The HSV affords commanders the benefit of being able to move large amounts of personnel and supplies quickly, HernandezGarcia said.

“The most obvious benefit is that the WestPac Express provides III MEF with a lift capability that is reliable and responsive,” he said.

In 2005 “WestPac Express” assisted the III MEF to earn a Navy Unit Commendation with the citation noting that III MEF had, in its innovative use of the high speed vessel, “embraced emerging technologies and developed ground breaking logistical concepts in accordance with the office of the Secretary of Defence’s guidelines.”

Speaking at the ceremony, held on board the vessel at Naha Military Port, Okinawa Austal Executive Chairman, John Rothwell said,

“We are proud that our ongoing relationships with III MEF, Military Sealift Command and the US Navy, has allowed us to introduce and support the operation of high speed vessel technology into US defence applications, and we look forward to “WestPac Express” providing many more years of service to III MEF”.

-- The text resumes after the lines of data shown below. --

PR #227, opened 2021-01-24
fix: Escape shell arguments

jawnsy:
The commands passed to "coder sh" are passed as a single argument to "sh -c", so we need to shell-escape the command we pass. This change escapes spaces, backslash, and quotes.

I'm not 100% sure if this is a good idea, since it is a breaking change in case people have already been escaping their commands.

Note: this will need to be rebased once #226 is merged

Tested as follows:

“In parallel with our involvement in the operation of “WestPac Express” and the construction of the Littoral Combat Ship “Independence” we also look forward to developing the optimal solution for the requirements of the Joint High Speed Vessel programme to provide greater numbers of similar non-combatant vessels for global logistics and theatre support roles”.

Background

In 2000 when the first thoughts of replacing the previously unreliable and expensive air transport that was in use, the predominant need was the ability to transport an infantry battalion and their equipment in one lift whilst operating from austere ports without the use of tug boats. Whilst several shipping solutions were considered the need for high speeds and shallow draft clearly favoured existing large fast ferry technology as developed by Austal that was already in use with commercial operators worldwide.

Registered in the port of Mobile, Alabama where Austal is currently building a new generation combat ship for the US Navy, “WestPac Express” is primarily used to transport marines and their vehicles and equipment from their base in Okinawa to training locations in East and South Asia. She has also assisted in humanitarian operations such as the 2005 tsunami relief effort.